▼▼▼
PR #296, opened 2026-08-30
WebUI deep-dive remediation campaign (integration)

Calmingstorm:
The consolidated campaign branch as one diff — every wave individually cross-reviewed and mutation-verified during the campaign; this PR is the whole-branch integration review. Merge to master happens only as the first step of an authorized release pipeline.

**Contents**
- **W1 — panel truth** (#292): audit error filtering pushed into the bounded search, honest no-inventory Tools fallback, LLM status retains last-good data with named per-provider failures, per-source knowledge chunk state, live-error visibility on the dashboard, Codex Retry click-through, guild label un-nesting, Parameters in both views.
▲▲▲
▼▼▼
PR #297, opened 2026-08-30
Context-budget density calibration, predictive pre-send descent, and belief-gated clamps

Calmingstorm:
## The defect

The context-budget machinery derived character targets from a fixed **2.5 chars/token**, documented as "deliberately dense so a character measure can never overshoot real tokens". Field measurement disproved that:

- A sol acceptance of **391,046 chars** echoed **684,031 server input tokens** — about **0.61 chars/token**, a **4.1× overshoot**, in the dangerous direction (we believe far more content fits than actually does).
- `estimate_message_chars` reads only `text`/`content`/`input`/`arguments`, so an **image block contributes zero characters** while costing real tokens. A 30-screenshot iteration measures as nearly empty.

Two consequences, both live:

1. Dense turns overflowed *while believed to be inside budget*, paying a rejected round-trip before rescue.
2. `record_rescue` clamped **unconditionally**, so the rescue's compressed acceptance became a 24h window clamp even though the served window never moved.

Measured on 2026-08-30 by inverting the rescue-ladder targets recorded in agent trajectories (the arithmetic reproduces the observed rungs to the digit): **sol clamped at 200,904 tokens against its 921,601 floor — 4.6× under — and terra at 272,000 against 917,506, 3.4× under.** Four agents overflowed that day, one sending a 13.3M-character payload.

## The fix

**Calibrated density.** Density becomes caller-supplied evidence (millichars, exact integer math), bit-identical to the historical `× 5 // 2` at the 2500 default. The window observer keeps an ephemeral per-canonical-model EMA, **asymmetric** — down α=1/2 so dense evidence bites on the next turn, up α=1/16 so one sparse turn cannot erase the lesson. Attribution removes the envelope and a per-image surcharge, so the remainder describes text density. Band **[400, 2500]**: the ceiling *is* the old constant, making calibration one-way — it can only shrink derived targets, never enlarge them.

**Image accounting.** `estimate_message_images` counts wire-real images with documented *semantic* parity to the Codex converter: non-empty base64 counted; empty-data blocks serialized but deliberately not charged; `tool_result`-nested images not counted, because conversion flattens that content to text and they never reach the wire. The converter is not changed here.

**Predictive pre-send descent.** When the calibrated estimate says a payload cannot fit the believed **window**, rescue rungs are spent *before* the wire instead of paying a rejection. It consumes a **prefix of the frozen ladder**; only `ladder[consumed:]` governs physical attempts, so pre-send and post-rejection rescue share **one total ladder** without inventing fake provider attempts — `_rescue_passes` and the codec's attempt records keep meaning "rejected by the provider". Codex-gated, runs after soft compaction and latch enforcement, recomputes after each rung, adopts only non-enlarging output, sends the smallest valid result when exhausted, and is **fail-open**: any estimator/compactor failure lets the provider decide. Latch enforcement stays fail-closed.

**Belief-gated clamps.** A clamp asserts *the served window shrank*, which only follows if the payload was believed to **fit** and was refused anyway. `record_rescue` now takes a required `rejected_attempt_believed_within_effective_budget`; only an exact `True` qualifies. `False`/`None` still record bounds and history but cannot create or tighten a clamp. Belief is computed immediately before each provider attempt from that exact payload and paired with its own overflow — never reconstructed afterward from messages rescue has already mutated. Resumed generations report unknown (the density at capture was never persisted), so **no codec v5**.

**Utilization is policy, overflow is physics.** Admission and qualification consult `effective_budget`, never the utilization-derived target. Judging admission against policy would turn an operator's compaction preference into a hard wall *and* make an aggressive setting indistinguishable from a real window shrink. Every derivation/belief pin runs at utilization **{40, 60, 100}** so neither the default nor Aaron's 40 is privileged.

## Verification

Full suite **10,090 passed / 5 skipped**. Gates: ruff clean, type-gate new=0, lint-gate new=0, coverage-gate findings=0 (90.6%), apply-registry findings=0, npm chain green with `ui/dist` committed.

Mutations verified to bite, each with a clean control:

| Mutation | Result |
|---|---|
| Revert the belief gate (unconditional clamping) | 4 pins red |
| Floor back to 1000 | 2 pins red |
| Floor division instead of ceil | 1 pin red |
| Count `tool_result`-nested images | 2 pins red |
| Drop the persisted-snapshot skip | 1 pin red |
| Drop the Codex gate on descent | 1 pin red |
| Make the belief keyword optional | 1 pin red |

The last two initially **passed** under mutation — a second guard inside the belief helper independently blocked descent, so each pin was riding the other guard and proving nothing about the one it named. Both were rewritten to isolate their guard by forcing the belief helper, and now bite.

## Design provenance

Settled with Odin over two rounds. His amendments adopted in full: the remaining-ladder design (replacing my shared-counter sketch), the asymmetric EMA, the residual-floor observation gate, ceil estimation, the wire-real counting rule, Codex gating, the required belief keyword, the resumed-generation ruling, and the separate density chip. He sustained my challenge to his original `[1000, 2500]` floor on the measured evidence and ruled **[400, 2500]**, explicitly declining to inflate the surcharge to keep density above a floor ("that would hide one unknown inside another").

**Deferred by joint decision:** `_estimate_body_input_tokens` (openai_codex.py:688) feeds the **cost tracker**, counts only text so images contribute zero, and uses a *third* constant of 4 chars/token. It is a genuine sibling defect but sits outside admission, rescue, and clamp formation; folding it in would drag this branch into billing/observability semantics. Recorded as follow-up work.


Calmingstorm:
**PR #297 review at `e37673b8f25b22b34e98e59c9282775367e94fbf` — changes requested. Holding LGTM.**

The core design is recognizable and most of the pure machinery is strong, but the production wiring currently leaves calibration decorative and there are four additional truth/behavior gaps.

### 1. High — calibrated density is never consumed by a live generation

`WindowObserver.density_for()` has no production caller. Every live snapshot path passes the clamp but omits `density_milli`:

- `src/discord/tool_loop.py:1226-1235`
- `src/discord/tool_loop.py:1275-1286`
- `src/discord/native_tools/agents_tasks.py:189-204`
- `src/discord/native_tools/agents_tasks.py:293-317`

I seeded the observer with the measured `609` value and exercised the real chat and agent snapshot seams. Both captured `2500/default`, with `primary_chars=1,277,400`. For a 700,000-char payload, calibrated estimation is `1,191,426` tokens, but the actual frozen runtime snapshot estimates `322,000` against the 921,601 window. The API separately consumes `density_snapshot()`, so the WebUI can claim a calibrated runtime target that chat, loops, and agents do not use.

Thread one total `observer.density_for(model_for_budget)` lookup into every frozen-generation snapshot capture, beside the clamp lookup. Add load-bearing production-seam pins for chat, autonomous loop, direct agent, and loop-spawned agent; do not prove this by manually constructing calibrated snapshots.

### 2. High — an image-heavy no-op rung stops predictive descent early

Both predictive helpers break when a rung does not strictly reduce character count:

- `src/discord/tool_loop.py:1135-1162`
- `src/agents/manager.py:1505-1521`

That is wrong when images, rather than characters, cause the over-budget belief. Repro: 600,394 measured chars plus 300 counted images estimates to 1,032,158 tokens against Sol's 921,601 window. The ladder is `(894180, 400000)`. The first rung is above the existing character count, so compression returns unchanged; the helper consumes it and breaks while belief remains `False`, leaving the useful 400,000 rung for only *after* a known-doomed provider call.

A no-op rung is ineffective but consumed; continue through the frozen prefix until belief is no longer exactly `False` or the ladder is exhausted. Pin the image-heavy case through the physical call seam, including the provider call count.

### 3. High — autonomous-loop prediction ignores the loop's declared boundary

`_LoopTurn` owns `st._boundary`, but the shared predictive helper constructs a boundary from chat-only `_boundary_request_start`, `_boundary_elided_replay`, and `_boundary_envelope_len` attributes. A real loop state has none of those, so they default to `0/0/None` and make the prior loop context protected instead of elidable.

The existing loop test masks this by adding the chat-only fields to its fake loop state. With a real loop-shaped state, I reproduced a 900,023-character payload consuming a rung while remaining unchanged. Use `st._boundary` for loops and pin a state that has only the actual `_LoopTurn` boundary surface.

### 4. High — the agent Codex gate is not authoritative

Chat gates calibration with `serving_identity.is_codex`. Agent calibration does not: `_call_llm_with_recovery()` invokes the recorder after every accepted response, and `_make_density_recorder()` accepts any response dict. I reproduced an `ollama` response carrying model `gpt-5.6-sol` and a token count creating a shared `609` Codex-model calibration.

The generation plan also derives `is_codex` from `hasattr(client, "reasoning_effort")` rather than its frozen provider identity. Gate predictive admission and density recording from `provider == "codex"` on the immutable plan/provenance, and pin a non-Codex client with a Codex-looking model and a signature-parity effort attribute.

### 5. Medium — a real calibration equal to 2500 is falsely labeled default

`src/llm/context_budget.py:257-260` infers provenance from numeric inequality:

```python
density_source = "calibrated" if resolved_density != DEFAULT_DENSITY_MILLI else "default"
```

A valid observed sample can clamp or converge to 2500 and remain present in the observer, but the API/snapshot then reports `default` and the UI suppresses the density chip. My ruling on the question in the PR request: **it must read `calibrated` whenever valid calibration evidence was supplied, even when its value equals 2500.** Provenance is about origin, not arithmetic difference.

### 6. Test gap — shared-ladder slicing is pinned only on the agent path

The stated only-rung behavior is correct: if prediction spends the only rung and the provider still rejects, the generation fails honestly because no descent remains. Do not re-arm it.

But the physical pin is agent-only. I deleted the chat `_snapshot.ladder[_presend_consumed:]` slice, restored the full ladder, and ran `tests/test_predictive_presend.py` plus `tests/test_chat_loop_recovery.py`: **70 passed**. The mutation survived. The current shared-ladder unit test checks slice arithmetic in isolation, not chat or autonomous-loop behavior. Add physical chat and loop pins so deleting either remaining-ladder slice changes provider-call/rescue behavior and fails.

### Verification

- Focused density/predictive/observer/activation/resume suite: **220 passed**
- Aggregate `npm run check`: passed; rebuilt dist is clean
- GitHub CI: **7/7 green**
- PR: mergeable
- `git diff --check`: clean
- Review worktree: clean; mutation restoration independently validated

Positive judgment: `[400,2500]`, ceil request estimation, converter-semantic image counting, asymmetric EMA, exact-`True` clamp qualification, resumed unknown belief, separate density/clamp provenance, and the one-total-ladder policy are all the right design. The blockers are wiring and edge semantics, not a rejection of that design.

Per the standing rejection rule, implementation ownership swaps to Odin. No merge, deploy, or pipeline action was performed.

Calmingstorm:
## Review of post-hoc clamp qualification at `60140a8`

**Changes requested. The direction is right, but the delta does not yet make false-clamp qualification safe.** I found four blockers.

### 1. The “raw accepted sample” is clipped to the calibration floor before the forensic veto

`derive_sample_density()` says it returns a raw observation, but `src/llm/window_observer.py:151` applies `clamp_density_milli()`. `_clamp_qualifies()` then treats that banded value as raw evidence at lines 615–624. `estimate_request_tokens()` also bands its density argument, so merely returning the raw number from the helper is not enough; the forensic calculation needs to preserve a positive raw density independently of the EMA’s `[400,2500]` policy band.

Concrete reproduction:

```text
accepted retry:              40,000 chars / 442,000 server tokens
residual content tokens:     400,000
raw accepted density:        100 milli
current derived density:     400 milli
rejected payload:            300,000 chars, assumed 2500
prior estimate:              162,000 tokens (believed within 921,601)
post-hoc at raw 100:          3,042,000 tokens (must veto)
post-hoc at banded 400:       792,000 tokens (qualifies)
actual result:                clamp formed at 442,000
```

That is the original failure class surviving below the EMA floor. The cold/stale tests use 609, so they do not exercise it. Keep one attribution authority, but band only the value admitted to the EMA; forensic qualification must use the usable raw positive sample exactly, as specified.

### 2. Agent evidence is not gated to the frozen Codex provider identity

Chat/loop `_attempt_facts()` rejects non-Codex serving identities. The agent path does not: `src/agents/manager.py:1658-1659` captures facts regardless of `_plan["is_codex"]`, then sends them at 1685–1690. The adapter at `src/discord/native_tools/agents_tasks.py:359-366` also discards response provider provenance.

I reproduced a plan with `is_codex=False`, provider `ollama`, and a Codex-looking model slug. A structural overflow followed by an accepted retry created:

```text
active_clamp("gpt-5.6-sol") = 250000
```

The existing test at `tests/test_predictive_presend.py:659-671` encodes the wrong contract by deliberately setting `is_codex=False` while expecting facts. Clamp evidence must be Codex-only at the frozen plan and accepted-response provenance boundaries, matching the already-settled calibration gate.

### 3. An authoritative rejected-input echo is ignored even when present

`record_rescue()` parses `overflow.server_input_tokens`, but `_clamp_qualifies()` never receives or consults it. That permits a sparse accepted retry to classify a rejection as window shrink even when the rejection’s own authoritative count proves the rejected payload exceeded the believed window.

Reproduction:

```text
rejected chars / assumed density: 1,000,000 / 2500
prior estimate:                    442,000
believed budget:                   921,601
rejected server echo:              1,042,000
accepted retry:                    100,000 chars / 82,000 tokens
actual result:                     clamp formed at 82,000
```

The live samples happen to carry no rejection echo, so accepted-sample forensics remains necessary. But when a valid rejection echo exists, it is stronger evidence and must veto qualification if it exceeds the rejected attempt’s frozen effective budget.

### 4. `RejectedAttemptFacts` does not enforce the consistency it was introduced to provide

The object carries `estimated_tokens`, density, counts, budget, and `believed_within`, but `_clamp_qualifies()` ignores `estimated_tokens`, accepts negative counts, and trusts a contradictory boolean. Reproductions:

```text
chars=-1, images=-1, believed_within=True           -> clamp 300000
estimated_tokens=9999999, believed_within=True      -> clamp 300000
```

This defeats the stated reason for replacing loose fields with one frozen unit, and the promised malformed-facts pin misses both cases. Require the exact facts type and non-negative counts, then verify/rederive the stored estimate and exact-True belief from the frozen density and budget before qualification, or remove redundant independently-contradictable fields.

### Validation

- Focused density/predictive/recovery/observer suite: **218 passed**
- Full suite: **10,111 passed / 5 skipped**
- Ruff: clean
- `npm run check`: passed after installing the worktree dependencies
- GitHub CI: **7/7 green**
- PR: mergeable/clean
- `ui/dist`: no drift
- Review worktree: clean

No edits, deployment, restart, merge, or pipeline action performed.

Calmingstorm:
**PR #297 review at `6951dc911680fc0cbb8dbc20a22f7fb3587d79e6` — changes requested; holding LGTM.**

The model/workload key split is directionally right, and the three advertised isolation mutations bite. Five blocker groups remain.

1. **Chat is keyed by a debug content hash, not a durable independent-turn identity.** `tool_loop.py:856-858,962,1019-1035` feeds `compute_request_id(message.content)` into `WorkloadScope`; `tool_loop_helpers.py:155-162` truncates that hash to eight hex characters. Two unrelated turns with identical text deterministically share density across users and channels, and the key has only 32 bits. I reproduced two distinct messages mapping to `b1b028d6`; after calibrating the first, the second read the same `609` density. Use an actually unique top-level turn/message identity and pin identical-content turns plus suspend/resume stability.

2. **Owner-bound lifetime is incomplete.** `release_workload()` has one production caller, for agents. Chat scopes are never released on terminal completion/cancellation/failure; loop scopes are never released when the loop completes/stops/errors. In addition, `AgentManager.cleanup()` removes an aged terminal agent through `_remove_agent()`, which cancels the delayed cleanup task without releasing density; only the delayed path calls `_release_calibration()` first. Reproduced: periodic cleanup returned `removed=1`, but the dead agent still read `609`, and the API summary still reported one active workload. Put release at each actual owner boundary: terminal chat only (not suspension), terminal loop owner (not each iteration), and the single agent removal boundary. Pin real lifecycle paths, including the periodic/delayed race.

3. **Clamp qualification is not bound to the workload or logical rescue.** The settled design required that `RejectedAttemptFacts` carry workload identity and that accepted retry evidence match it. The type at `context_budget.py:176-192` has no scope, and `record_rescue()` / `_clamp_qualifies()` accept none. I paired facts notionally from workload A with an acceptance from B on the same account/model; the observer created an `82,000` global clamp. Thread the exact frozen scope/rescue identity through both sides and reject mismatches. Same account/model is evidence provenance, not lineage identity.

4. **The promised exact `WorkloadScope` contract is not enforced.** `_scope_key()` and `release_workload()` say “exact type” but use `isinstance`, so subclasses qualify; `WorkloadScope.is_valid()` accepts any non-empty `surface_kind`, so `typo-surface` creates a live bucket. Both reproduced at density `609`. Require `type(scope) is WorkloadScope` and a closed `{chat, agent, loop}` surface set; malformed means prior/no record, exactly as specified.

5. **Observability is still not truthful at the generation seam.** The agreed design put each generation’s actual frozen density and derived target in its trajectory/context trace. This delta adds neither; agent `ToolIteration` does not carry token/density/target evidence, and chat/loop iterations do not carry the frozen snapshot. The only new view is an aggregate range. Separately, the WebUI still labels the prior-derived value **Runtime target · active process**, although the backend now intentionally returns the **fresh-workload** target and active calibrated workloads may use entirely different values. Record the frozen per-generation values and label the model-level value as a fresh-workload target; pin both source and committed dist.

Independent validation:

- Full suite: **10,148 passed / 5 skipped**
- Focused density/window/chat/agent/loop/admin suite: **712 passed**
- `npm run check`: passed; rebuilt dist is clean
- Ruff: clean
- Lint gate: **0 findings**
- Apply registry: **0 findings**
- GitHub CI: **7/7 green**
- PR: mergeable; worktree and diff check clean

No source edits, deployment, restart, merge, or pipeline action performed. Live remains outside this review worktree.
▲▲▲
> _REQUIRED ACTION_: Check each line above for the word "created" and copy the ones that have it.

> _EXERCISE RESULT_:
I reproduced a plan with `is_codex=False`, provider `ollama`, and a Codex-looking model slug. A structural overflow followed by an accepted retry created:
3. **Clamp qualification is not bound to the workload or logical rescue.** The settled design required that `RejectedAttemptFacts` carry workload identity and that accepted retry evidence match it. The type at `context_budget.py:176-192` has no scope, and `record_rescue()` / `_clamp_qualifies()` accept none. I paired facts notionally from workload A with an acceptance from B on the same account/model; the observer created an `82,000` global clamp. Thread the exact frozen scope/rescue identity through both sides and reject mismatches. Same account/model is evidence provenance, not lineage identity.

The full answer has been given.